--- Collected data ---
PR #2708, opened 2018-01-17
Link directly to the right config tab from handler section in rule creator.

ebb-tide:
  - [x] Rebased/mergable
  - [x] Tests pass

Connect #2535  

### The problem
All links from alert handler tabs in alert rule builder go to the same config panel. taking user out of context of their workflow. 

### The Solution
Send a state object during router.push and pass it down in order to lookup initial Alert Tab while loading kapacitor configuration page.

### DIFF
--- a/ui/src/kapacitor/components/AlertTabs.js
+++ b/ui/src/kapacitor/components/AlertTabs.js
@@ -27,7 +27,6 @@ class AlertTabs extends Component {
     super(props)
 
     this.state = {
-      selectedHandler: 'smtp',
       configSections: null,
     }
   }
@@ -42,18 +41,17 @@ class AlertTabs extends Component {
     }
   }
 
-  refreshKapacitorConfig = kapacitor => {
-    getKapacitorConfig(kapacitor)
-      .then(({data: {sections}}) => {
-        this.setState({configSections: sections})
+  refreshKapacitorConfig = async kapacitor => {
+    try {
+      const {data: {sections}} = await getKapacitorConfig(kapacitor)
+      this.setState({configSections: sections})
+    } catch (error) {
+      this.setState({configSections: null})
+      this.props.addFlashMessage({
+        type: 'error',
+        text: 'There was an error getting the Kapacitor config',
       })
-      .catch(() => {
-        this.setState({configSections: null})
-        this.props.addFlashMessage({
-          type: 'error',
-          text: 'There was an error getting the Kapacitor config',
-        })
-      })
+    }
   }
 
   getSection = (sections, section) => {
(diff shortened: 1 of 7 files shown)


ui/src/kapacitor/components/KapacitorForm.js
```diff
@@ -154,6 +161,7 @@ KapacitorForm.propTypes = {
   source: shape({}).isRequired,
   addFlashMessage: func.isRequired,
   exists: bool.isRequired,
+  locationState: shape({}),
```
jaredscheib: could you specify the definition of this prop's shape? it helps other developers know what contract & data shape they can expect when working within this component.

ui/src/kapacitor/containers/KapacitorPage.js
```diff
@@ -168,6 +169,7 @@ KapacitorPage.propTypes = {
     url: string.isRequired,
     kapacitors: array,
   }),
+  location: shape({}),
```
jaredscheib: could you specify the definition of this prop's shape? it helps other developers know what contract & data shape they can expect when working within this component.

ui/src/kapacitor/containers/KapacitorPage.js
```diff
@@ -148,6 +148,7 @@ class KapacitorPage extends Component {
         source={source}
         addFlashMessage={addFlashMessage}
         exists={exists}
+        locationState={location.state}
```
jaredscheib: at a glance, it's not intuitive to me, without seeing this line, what `locationState` would be, downstream. two ideas as options are:
1. since we're passing down a single prop, something with more context like `routerLocationState` would be clearer.
1. just pass down the whole `location` object, since that's a construct we are familiar with since we use `react-router`, and just peel off `.state` exactly where it's needed. in that case, you could define `location` in the respective `propTypes` and simple show `state` as what's being consumed by that component, rather than defining the whole shape of `location`.

ui/src/kapacitor/components/AlertTabs.js
```diff
@@ -125,12 +126,13 @@ class AlertTabs extends Component {
...
   render() {
     const {configSections} = this.state
-
+    const {locationState} = this.props
     if (!configSections) {
       return null
     }
     const supportedConfigs = {
       alerta: {
+        index: 0,
```
jaredscheib: is it possible to use something an object method, such as Object.keys, or the key name itself, to infer these indices? it's unusual and a bit of a code smell to define an index per object.

ui/src/kapacitor/components/AlertTabs.js
```diff
@@ -261,7 +273,12 @@ class AlertTabs extends Component {
           </div>
         </div>
 
-        <Tabs tabContentsClass="config-endpoint">
+        <Tabs
+          tabContentsClass="config-endpoint"
+          initialIndex={
+            locationState ? supportedConfigs[locationState.configName].index : 0
```
jaredscheib: as per above, `.index` is a bit strange. maybe using an Object method, or `.find`, or somehow the key name itself, would keep this lookup more contextually semantic for object?

ui/src/kapacitor/components/KapacitorRule.js
```diff
@@ -75,10 +75,13 @@ class KapacitorRule extends Component {
       })
   }
 
-  handleSaveToConfig = () => {
+  handleSaveToConfig = configName => () => {
     const {rule, configLink, router} = this.props
     if (this.validationError()) {
-      router.push(configLink)
+      router.push({
```
jaredscheib: what do you think about passing through and displaying a hash for the tab that we're on, such that the user would be routed to `http://localhost:8888/sources/1/kapacitors/1/edit#alerta`?

ui/src/kapacitor/components/AlertTabs.js
ebb-tide: I hated putting in index, but couldn't figure out an alternative, thanks for suggesting Object.keys- did this.

ui/src/kapacitor/components/AlertTabs.js
ebb-tide: done as per above.

ui/src/kapacitor/components/KapacitorForm.js
ebb-tide: changed location state to location and did this.

ui/src/kapacitor/components/KapacitorRule.js
ebb-tide: much better experience. done.

ui/src/kapacitor/containers/KapacitorPage.js
ebb-tide: passing down the whole location object

ui/src/kapacitor/containers/KapacitorPage.js
ebb-tide: did this.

--- WHAT YOU ARE ASKED TO DO ---
Copy the records above exactly, please, but only from the first line through the line containing "### The Solution".

--- ANSWER TO THIS TASK ---
PR #2708, opened 2018-01-17
Link directly to the right config tab from handler section in rule creator.

ebb-tide:
  - [x] Rebased/mergable
  - [x] Tests pass

Connect #2535  

### The problem
All links from alert handler tabs in alert rule builder go to the same config panel. taking user out of context of their workflow. 

### The Solution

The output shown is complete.